A tannic bite driven out of the rattled Lombardy poplar leaves clips the end off October. Oh, oval October ends shattered and scattered in the gentle rot of leaves. How can this buttery rot smell so fresh? How can the bears’ footprints be made visible? How can the silent birds heaving sighs be heard through all this blackness but by scent?

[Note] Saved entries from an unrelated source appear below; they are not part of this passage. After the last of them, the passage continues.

PR #268, opened 2019-07-19
🐛 Handle the error type in crd gen

coderanger:
So this fixes a very niche parsing issue:

```go
type noNotify struct{ error }
```

That parses as a field, but it has no package because it's a core type I think? Not 100% sure but it definitely causes a segfault :)

### DIFF
--- a/pkg/crd/gen.go
+++ b/pkg/crd/gen.go
@@ -148,6 +148,11 @@ func findKubeKinds(parser *Parser, metav1Pkg *loader.Package) []schema.GroupKind
 				// ObjectMeta and TypeMeta are named types
 				continue
 			}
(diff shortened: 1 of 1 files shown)


munnerz:
Huh, how come you're embedding an `error` type into your API? What're you trying to achieve with this?

Avoiding segfaults sounds like a good plan regardless, but I'm curious as to why you're doing this 😅

/lgtm

coderanger:
@munnerz It's a extension to pkg/errors to basically tag an error as "please don't generate a notification for this" so when it propagates up to my error handlers, they can check and not push a Slack message.

DirectXMan12:
ah, the universe types.  They're weird an need explicit handling, but the rest are builtins.  `error` is weird.

Issue #270, opened 2019-07-19
metav1.MicroTime set as CRD type: object instead of format: date-time, type: string


jwoglom:
metav1.Time is properly parsed as a date-time, while metav1.MicroTime is not.

e.g. a field definition ``` LastUpdateTime metav1.MicroTime `json:"lastUpdateTime"` ``` results in a CRD generation of:
```
properties:
  lastResetTime:
    format: date-time
    type: string
```
Changing the field to `metav1.MicroTime` results in:
```
properties:
  lastResetTime:
    type: object
```
resulting in kubebuilder errors such as:
```
/path/to/go/pkg/mod/k8s.io/apimachinery@v0.0.0-20190404173353-6a84e37a896d/pkg/apis/meta/v1/micro_time.go:34:2: enountered struct field "" without JSON tag in type "MicroTime"
```

PR #271, opened 2019-07-19
✨ Correctly format metav1.MicroTime as date-time

jwoglom:
This brings the handling of k8s.io/apimachinery/pkg/apis/meta/v1/MicroTime in sync with k8s.io/apimachinery/pkg/apis/meta/v1/Time.

This resolves issue #270.

### DIFF
--- a/pkg/crd/known_types.go
+++ b/pkg/crd/known_types.go
@@ -35,6 +35,10 @@ var KnownPackages = map[string]PackageOverride{
 			Type:   "string",
 			Format: "date-time",
 		}
+		p.Schemata[TypeIdent{Name: "MicroTime", Package: pkg}] = apiext.JSONSchemaProps{
+			Type:   "string",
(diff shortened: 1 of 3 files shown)


pkg/crd/known_types.go
```diff
@@ -35,6 +35,10 @@ var KnownPackages = map[string]PackageOverride{
 			Type:   "string",
 			Format: "date-time",
 		}
+		p.Schemata[TypeIdent{Name: "MicroTime", Package: pkg}] = apiext.JSONSchemaProps{
+			Type:   "string",
+			Format: "date-time",
+		}
```
droot: pl. add test in the test project in `pkg/crd`

jwoglom: Done.

droot:
Looks good. Can you pl. squash the commits, then it's good to go. Thanks.

PR #275, opened 2019-07-23
:bug: A myriad of object-gen fixes, plus tests

### LINKED ISSUE #262: Wrong deepcopy generation when using type aliased arrays or maps
I'm hitting an issue when generating `deepcopy` files with `controller-gen`. If I have something like:
```golang
// IngressRules is a slice of AWS ingress rules for security groups.
type IngressRules []*IngressRule
```
It generates:
```golang
func (in IngressRules) DeepCopyInto(out *IngressRules) {
    in := &in
    *out = make(IngressRules, len(*in))
    for i := range *in {
        if (*in)[i] != nil {
            in, out := &(*in)[i], &(*out)[i]
            *out = new(IngressRule)
            (*in).DeepCopyInto(*out)
        }
    }
}
```
Which fails compilation with `cannot use &in (type *IngressRules) as type IngressRules in assignment`.

The same issue goes for `type Tags map[string]string`, where we alias Tags to a map.

Tried both latest `master` and `beta.3`

DirectXMan12:
This contains a myriad of fixes for corner cases in object-gen, plus a fairly comprehensive integration test based partially on the cronjob tutorial and partially on the legacy deepcopy-gen integration tests.

Fixes #262


DirectXMan12:
side note: I somehow have managed to come out of this disliking gengo even more than before :-/

DirectXMan12:
Just to be triple, sure, I've run this against `k8s.io/api` as well.

vincepri:
LGTM

PR #276, opened 2019-07-23
:warning: Update Kubernetes client libraries to 1.15.0 release

munnerz:
This is #231 by @tamalsaha rebased onto master.

I'm not 100% sure how dependency files are meant to be managed in this repo as there's no `hack/` directory, and the repo also includes both Gopkg.* files as well as go.{mod,sum}.

/cc @DirectXMan12

PR #277, opened 2019-07-23
🐛 Add apiextensions JSON type to known_types.go

munnerz:
Adds support for the apiextensions-apiserver JSON type.

Without this patch I get the following error:

```
/Users/james/go/src/github.com/jetstack/cert-manager/vendor/k8s.io/apiextensions-apiserver/pkg/apis/apiextensions/v1beta1/types_jsonschema.go:98:2: enountered struct field "Raw" without JSON tag in type "JSON"
```

/cc @DirectXMan12

### DIFF
--- a/pkg/crd/known_types.go
+++ b/pkg/crd/known_types.go
@@ -84,6 +84,17 @@ var KnownPackages = map[string]PackageOverride{
 		}
 		// No point in calling AddPackage, this is the sole inhabitant
 	},
+
+	"k8s.io/apiextensions-apiserver/pkg/apis/apiextensions/v1beta1": func(p *Parser, pkg *loader.Package) {
+		p.Schemata[TypeIdent{Name: "JSON", Package: pkg}] = apiext.JSONSchemaProps{
+			XPreserveUnknownFields: boolPtr(true),
+		}
+		p.AddPackage(pkg) // get the rest of the types
+	},
+}
+
+func boolPtr(b bool) *bool {
+	return &b
 }
 
 // AddKnownTypes registers the packages overrides in KnownPackages with the given parser.


pkg/crd/known_types.go
```diff
@@ -73,6 +73,13 @@ var KnownPackages = map[string]PackageOverride{
 		}
 		// No point in calling AddPackage, this is the sole inhabitant
 	},
+
+	"k8s.io/apiextensions-apiserver/pkg/apis/apiextensions/v1beta1": func(p *Parser, pkg *loader.Package) {
+		p.Schemata[TypeIdent{Name: "JSON", Package: pkg}] = apiext.JSONSchemaProps{
+			Type: "string",
```
munnerz: I'm not 100% sure if the type here should be `string` or something else - the existing Golang code doesn't actually specify.

cc @sttts any ideas?

sttts: type string is wrong. This is arbitrary JSON, like RawExtension but without Type/ObjectMeta.

munnerz: After some testing, I've updated this to `object`. I think this is correct, although it *may* not accept data which is a string whereas it probably should given JSON is meant to be completely unstructured.

What's the proper way to set this? It looks like the Kubernetes APIServer exposes an `object` with a field named `Raw` of type `string` in the OpenAPI schema for RawExtension which I think would *also* be incorrect?

sttts: Also object is wrong. This is pure JSON, any type. In other words, no type should be set at all.

But you have to set `x-kubernetes-preserve-unknown-fields: true`.

sttts:
```
apiext.JSONSchemaProps{
  XPreserveUnknownFields: true,
}
```

munnerz: 👍 thanks, so it seems like this requires #276 then!

munnerz:
I've updated our repo (https://github.com/jetstack/cert-manager/pull/1946) to use this, however now run into an issue when installing these CRDs on anything *older* than Kubernetes 1.15, presumably because the new field on the CRD does not exist before 1.15.

With preserveUnknownFields eventually flipping to `true` by default in future, this is going to be a big PITA for us as we'll have to ship manifests specifically for k8s <= 1.14. Just a heads up really, and I assume it's accounted for already in the 'flip the default' plan. I'd hope that 1.14 would be EOL before this default flips 😄

For controller-tools specifically, I'm not sure how best to proceed. It'd be great if this sort of thing can be handled, but in reality it can't be handled properly *yet*, so maybe this patch should also be skipped until 1.14 is EOL 🙄

pkg/crd/known_types.go
sttts: yes

sttts:
> however now run into an issue when installing these CRDs on anything older than Kubernetes 1.15, presumably because the new field on the CRD does not exist before 1.15.

What is the issue? Unsupported fields are ignored by the API server.

DirectXMan12:
unsupported fields are ignored by the server, but hated by kubectl due to client-side schema validation, which is on by default.

Everyone always seems to forget that, and then it causes headaches down the line.

sttts:
kubebuilder needs a mode for pruned CRDs. In that case, the `x-kubernetes-preserve-unknown-fields: true` field should be set.

DirectXMan12:
We have 1.15 types now, so this can be updated

/hold

until then

sttts:
lgtm

munnerz:
Looks like this is ready for merge now, just needs lgtm and approved labels! 😄 

/hold cancel

pkg/crd/known_types.go
```diff
@@ -84,6 +85,13 @@ var KnownPackages = map[string]PackageOverride{
 		}
 		// No point in calling AddPackage, this is the sole inhabitant
 	},
+
+	"k8s.io/apiextensions-apiserver/pkg/apis/apiextensions/v1beta1": func(p *Parser, pkg *loader.Package) {
+		p.Schemata[TypeIdent{Name: "JSON", Package: pkg}] = apiext.JSONSchemaProps{
+			XPreserveUnknownFields: pointer.BoolPtr(true),
```
DirectXMan12: can you just inline this?  I see very little reason to pull in a library for this

munnerz: done

munnerz:
Updated to inline the function, mind taking another look @DirectXMan12?

PR #282, opened 2019-07-25
🐛 Set singular name in generated CRD yaml

tamalsaha:

Singular name passed by annotation was not used or set in the generated CRD yamls.


pkg/crd/markers/crd.go
```diff
@@ -268,6 +268,9 @@ func (s Resource) ApplyToCRD(crd *apiext.CustomResourceDefinitionSpec, version s
 	if s.Path != "" {
 		crd.Names.Plural = s.Path
 	}
+	if s.Singular != "" {
+		crd.Names.Singular = s.Singular
+	}
```
droot: Can we pl. add a test for this.  pkg/crd has a project in testdata that we are using for tests. 

otherwise, LGTM to me.

Issue #257, opened 2019-07-16
CRD yaml file generated is too verbose


skonto:
Is there an option to create a shorter generated CRD yaml? Is there a way to declare defaults?
I tried to create the equivalent of this : https://github.com/GoogleCloudPlatform/spark-on-k8s-operator/blob/master/manifest/spark-operator-crds.yaml and it was ~5361 lines. Are there any flags to set to make it have a reasonable size? Also I noticed inconsistencies:
eg. 
```
            pythonVersion:
              description: This sets the major Python version of the docker image
                used to run the driver and executor containers. Can either be 2 or
                3, default 2. Optional.
              type: string
```
while in the original it is:
```
            pythonVersion:
              enum:
              - "2"
              - "3"
```

PR #283, opened 2019-07-25
🏃 Remove status from generated CRD yaml

tamalsaha:

### DIFF
--- a/Gopkg.lock
+++ b/Gopkg.lock
@@ -2,7 +2,7 @@
 
 
 [[projects]]
-  digest = "0:"
+  digest = "1:865079840386857c809b72ce300be7580cb50d3d3129ce11bf9aa6ca2bc1934a"
   name = "github.com/fatih/color"
   packages = ["."]
   pruneopts = "UT"
@@ -10,7 +10,7 @@
   version = "v1.7.0"
 
 [[projects]]
-  digest = "0:"
+  digest = "1:0e638432a31fe74a82a8efb3f73015041548990c47a78f6a37397755ae41ab39"
   name = "github.com/gobuffalo/flect"
   packages = ["."]
   pruneopts = "UT"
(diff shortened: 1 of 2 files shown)


tamalsaha:
Currently generated CRD yamls have an empty status section. This pr will remove that.

crd-status

tamalsaha:
This same pipeline can be used to remove the description fields to solve https://github.com/kubernetes-sigs/controller-tools/issues/288 and https://github.com/kubernetes-sigs/controller-tools/issues/257

Once we have `map[string]interface{}`, the description fields can be yanked.

munnerz:
+1 to what you're doing here, but I wonder why the regular `omitempty` tags aren't already taking care of this.. 🙄 

Aside from my own curiosity though, this lgtm 😄

/lgtm

DirectXMan12:
Those fields aren't properly marked as optional/omitempty  We actually *need* have them present for some kubernetes versions, otherwise client-side validation barfs.

tamalsaha:
> We actually need have them present for some kubernetes versions, otherwise client-side validation barfs.

@DirectXMan12 , can you please tell me which version causes problem? I did not know that.

DirectXMan12:
I don't recall off the top of my head, but I've definitely seen kubectls that exhibit the issue.  If you can't find one, I'll double check tomorrow.

DirectXMan12:
hmm... it's also possible I'm misremembering, and it's that status, when present, gets generated incorrectly by default.  I'll play around a bit.

liubog2008:
It's useful for server-side apply. Now status will be conflicted.

See http://k8s.io/docs/reference/using-api/api-concepts/#conflicts
Apply failed with 3 conflicts: conflicts with "kube-apiserver" using apiextensions.k8s.io/v1:
- .status.conditions
- .status.acceptedNames.kind
- .status.acceptedNames.plural

liubog2008:
@DirectXMan12 @tamalsaha

PR #290, opened 2019-07-31
:bug: Collapse Common CRD Version Info

DirectXMan12:
The Kube API server requires that information common to all versions of
a CRD be collapsed into the top-level fields in v1beta1, since not doing
so would create ambiguity when round-tripping through the upcoming v1
version (which doesn't have top-level fields).  This makes sure we
collapse things.

### DIFF
--- a/pkg/crd/spec.go
+++ b/pkg/crd/spec.go
@@ -22,6 +22,7 @@ import (
 	"github.com/gobuffalo/flect"
 
 	apiext "k8s.io/apiextensions-apiserver/pkg/apis/apiextensions/v1beta1"
+	"k8s.io/apimachinery/pkg/api/equality"
 	metav1 "k8s.io/apimachinery/pkg/apis/meta/v1"
 	"k8s.io/apimachinery/pkg/runtime/schema"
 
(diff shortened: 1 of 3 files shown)


pkg/crd/spec.go
```diff
@@ -36,6 +37,86 @@ type SpecMarker interface {
...
+func mergeIdenticalSchemata(crd *apiext.CustomResourceDefinition) {
+	schema := crd.Spec.Versions[0].Schema
+	for _, ver := range crd.Spec.Versions {
+		if ver.Schema == nil || !equality.Semantic.DeepEqual(schema, ver.Schema) {
+			// either all nil, or not identical
+			return
+		}
+	}
+
+	// things are identical if we've gotten this far, so move the subresources up
```
mengqiy: s/subresources/schema

pkg/crd/spec.go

Added in layers: still a pinkish rose; the chunky orange pumpkins just before decay; the folded warmth of the blanket still clinging to my hair as I stand in the dark garden asking how does birth eat away at death like worms, as worms? How does this degeneration access and disperse such a sweetness in such a blackness?
Where are my keys?
I fumble blindly in a darkness rich with information, except for the answer to the question:
Where are my keys?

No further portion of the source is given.